Go through the data below. Pull out every line that has the word "MainWindow".

[Start of section]

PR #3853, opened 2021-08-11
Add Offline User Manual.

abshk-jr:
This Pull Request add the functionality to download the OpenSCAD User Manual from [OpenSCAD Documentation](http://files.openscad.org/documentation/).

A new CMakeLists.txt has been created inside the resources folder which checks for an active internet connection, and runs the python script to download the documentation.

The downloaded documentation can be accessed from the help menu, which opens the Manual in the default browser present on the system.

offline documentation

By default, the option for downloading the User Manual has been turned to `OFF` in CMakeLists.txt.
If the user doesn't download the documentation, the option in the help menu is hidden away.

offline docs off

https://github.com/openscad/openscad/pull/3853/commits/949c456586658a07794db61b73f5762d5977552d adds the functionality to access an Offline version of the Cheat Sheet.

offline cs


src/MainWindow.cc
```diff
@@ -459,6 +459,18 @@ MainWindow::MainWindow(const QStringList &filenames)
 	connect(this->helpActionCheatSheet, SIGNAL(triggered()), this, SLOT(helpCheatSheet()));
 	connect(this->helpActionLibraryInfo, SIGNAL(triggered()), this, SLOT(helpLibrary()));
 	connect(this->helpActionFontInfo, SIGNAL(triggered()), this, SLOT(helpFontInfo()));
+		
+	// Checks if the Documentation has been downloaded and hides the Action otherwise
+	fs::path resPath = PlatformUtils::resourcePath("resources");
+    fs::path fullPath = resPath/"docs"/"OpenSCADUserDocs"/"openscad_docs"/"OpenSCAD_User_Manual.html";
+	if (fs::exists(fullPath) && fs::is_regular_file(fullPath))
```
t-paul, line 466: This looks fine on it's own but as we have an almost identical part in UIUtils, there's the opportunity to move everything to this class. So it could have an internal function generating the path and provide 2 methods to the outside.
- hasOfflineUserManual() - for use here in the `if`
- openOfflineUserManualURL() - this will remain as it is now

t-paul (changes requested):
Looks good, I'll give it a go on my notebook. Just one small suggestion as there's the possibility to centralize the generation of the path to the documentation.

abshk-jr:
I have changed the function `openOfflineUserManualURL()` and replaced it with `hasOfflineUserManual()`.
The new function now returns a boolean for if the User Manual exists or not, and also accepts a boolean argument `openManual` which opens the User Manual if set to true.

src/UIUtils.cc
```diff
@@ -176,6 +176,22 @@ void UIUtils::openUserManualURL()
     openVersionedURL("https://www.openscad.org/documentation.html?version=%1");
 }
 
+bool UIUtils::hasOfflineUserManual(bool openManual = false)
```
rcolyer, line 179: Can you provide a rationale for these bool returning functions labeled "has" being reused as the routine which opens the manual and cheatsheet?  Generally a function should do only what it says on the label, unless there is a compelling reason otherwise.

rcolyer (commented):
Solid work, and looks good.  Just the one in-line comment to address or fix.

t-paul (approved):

[End of section]

**Result:**
src/MainWindow.cc
@@ -459,6 +459,18 @@ MainWindow::MainWindow(const QStringList &filenames)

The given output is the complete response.